WORK REQUEST =
Copy every record exactly.

── RECORDS SUPPLIED ──

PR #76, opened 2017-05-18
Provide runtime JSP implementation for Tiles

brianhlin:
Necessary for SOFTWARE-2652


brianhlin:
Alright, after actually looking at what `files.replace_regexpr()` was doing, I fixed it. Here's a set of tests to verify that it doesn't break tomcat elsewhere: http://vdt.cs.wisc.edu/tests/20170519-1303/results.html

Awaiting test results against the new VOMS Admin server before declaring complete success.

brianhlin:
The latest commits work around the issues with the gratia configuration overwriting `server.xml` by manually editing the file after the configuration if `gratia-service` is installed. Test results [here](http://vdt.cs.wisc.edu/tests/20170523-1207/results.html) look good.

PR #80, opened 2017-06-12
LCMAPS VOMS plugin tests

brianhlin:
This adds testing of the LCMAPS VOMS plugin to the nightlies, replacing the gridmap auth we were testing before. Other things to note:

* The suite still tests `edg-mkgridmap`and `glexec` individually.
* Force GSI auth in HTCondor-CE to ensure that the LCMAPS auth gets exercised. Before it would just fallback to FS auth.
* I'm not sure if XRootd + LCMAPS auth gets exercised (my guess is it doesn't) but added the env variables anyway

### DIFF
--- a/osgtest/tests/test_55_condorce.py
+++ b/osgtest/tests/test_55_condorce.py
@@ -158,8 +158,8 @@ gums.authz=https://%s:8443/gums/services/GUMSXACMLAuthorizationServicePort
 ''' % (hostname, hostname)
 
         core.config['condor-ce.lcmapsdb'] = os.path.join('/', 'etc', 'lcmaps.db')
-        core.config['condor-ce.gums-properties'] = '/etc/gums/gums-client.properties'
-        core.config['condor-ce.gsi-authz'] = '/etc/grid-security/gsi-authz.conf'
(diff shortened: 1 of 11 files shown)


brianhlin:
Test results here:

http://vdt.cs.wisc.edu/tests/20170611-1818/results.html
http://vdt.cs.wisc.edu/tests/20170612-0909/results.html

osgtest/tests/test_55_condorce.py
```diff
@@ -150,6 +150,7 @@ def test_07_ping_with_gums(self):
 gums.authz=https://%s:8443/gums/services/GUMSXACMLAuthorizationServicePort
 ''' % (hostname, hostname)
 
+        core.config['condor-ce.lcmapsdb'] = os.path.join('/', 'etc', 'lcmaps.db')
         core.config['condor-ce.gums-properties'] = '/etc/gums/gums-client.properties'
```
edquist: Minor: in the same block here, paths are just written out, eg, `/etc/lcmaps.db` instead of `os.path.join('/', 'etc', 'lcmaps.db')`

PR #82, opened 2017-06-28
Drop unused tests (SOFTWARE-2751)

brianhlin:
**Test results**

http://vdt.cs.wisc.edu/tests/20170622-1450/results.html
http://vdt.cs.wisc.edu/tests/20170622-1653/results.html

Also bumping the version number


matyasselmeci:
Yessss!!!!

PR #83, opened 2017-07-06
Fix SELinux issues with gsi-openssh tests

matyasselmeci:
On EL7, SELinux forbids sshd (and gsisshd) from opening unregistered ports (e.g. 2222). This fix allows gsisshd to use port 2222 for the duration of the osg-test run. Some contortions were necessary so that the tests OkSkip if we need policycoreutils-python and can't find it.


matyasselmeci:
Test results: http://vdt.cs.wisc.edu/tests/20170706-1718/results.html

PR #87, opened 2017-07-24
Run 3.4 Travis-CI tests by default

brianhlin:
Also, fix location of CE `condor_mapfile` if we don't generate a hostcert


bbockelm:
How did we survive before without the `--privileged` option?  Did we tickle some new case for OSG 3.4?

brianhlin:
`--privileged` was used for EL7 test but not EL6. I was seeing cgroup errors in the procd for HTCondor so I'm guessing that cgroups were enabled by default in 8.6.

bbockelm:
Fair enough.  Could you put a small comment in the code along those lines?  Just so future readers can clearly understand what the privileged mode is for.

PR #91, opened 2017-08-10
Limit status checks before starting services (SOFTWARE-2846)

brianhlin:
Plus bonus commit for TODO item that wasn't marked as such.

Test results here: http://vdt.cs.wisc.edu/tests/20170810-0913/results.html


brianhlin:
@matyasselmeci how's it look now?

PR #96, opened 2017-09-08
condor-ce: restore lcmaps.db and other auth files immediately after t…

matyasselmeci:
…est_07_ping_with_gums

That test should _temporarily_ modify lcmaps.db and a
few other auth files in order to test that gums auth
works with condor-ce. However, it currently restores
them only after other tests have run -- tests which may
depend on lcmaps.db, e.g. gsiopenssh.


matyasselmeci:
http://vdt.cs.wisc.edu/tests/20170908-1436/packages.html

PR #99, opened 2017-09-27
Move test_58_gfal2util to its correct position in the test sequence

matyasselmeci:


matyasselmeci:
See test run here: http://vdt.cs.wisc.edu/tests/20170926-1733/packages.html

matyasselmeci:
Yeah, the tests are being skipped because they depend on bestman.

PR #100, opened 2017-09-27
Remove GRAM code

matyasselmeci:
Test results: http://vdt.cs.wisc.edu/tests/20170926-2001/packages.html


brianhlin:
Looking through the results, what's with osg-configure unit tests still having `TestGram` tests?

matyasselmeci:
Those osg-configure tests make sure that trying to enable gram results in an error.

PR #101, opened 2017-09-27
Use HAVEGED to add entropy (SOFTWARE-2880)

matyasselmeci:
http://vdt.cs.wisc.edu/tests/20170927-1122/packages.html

───

REPLY TO THE TASK =
PR #76, opened 2017-05-18
Provide runtime JSP implementation for Tiles

brianhlin:
Necessary for SOFTWARE-2652


brianhlin:
Alright, after actually looking at what `files.replace_regexpr()` was doing, I fixed it. Here's a set of tests to verify that it doesn't break tomcat elsewhere: http://vdt.cs.wisc.edu/tests/20170519-1303/results.html

Awaiting test results against the new VOMS Admin server before declaring complete success.

brianhlin:
The latest commits work around the issues with the gratia configuration overwriting `server.xml` by manually editing the file after the configuration if `gratia-service` is installed. Test results [here](http://vdt.cs.wisc.edu/tests/20170523-1207/results.html) look good.

PR #80, opened 2017-06-12
LCMAPS VOMS plugin tests

brianhlin:
This adds testing of the LCMAPS VOMS plugin to the nightlies, replacing the gridmap auth we were testing before. Other things to note:

* The suite still tests `edg-mkgridmap`and `glexec` individually.
* Force GSI auth in HTCondor-CE to ensure that the LCMAPS auth gets exercised. Before it would just fallback to FS auth.
* I'm not sure if XRootd + LCMAPS auth gets exercised (my guess is it doesn't) but added the env variables anyway

### DIFF
--- a/osgtest/tests/test_55_condorce.py
+++ b/osgtest/tests/test_55_condorce.py
@@ -158,8 +158,8 @@ gums.authz=https://%s:8443/gums/services/GUMSXACMLAuthorizationServicePort
 ''' % (hostname, hostname)
 
         core.config['condor-ce.lcmapsdb'] = os.path.join('/', 'etc', 'lcmaps.db')
-        core.config['condor-ce.gums-properties'] = '/etc/gums/gums-client.properties'
-        core.config['condor-ce.gsi-authz'] = '/etc/grid-security/gsi-authz.conf'
(diff shortened: 1 of 11 files shown)


brianhlin:
Test results here:

http://vdt.cs.wisc.edu/tests/20170611-1818/results.html
http://vdt.cs.wisc.edu/tests/20170612-0909/results.html

osgtest/tests/test_55_condorce.py
```diff
@@ -150,6 +150,7 @@ def test_07_ping_with_gums(self):
 gums.authz=https://%s:8443/gums/services/GUMSXACMLAuthorizationServicePort
 ''' % (hostname, hostname)
 
+        core.config['condor-ce.lcmapsdb'] = os.path.join('/', 'etc', 'lcmaps.db')
         core.config['condor-ce.gums-properties'] = '/etc/gums/gums-client.properties'
```
edquist: Minor: in the same block here, paths are just written out, eg, `/etc/lcmaps.db` instead of `os.path.join('/', 'etc', 'lcmaps.db')`

PR #82, opened 2017-06-28
Drop unused tests (SOFTWARE-2751)

brianhlin:
**Test results**

http://vdt.cs.wisc.edu/tests/20170622-1450/results.html
http://vdt.cs.wisc.edu/tests/20170622-1653/results.html

Also bumping the version number


matyasselmeci:
Yessss!!!!

PR #83, opened 2017-07-06
Fix SELinux issues with gsi-openssh tests

matyasselmeci:
On EL7, SELinux forbids sshd (and gsisshd) from opening unregistered ports (e.g. 2222). This fix allows gsisshd to use port 2222 for the duration of the osg-test run. Some contortions were necessary so that the tests OkSkip if we need policycoreutils-python and can't find it.


matyasselmeci:
Test results: http://vdt.cs.wisc.edu/tests/20170706-1718/results.html

PR #87, opened 2017-07-24
Run 3.4 Travis-CI tests by default

brianhlin:
Also, fix location of CE `condor_mapfile` if we don't generate a hostcert


bbockelm:
How did we survive before without the `--privileged` option?  Did we tickle some new case for OSG 3.4?

brianhlin:
`--privileged` was used for EL7 test but not EL6. I was seeing cgroup errors in the procd for HTCondor so I'm guessing that cgroups were enabled by default in 8.6.

bbockelm:
Fair enough.  Could you put a small comment in the code along those lines?  Just so future readers can clearly understand what the privileged mode is for.

PR #91, opened 2017-08-10
Limit status checks before starting services (SOFTWARE-2846)

brianhlin:
Plus bonus commit for TODO item that wasn't marked as such.

Test results here: http://vdt.cs.wisc.edu/tests/20170810-0913/results.html


brianhlin:
@matyasselmeci how's it look now?

PR #96, opened 2017-09-08
condor-ce: restore lcmaps.db and other auth files immediately after t…

matyasselmeci:
…est_07_ping_with_gums

That test should _temporarily_ modify lcmaps.db and a
few other auth files in order to test that gums auth
works with condor-ce. However, it currently restores
them only after other tests have run -- tests which may
depend on lcmaps.db, e.g. gsiopenssh.


matyasselmeci:
http://vdt.cs.wisc.edu/tests/20170908-1436/packages.html

PR #99, opened 2017-09-27
Move test_58_gfal2util to its correct position in the test sequence

matyasselmeci:


matyasselmeci:
See test run here: http://vdt.cs.wisc.edu/tests/20170926-1733/packages.html

matyasselmeci:
Yeah, the tests are being skipped because they depend on bestman.

PR #100, opened 2017-09-27
Remove GRAM code

matyasselmeci:
Test results: http://vdt.cs.wisc.edu/tests/20170926-2001/packages.html


brianhlin:
Looking through the results, what's with osg-configure unit tests still having `TestGram` tests?

matyasselmeci:
Those osg-configure tests make sure that trying to enable gram results in an error.

PR #101, opened 2017-09-27
Use HAVEGED to add entropy (SOFTWARE-2880)

matyasselmeci:
http://vdt.cs.wisc.edu/tests/20170927-1122/packages.html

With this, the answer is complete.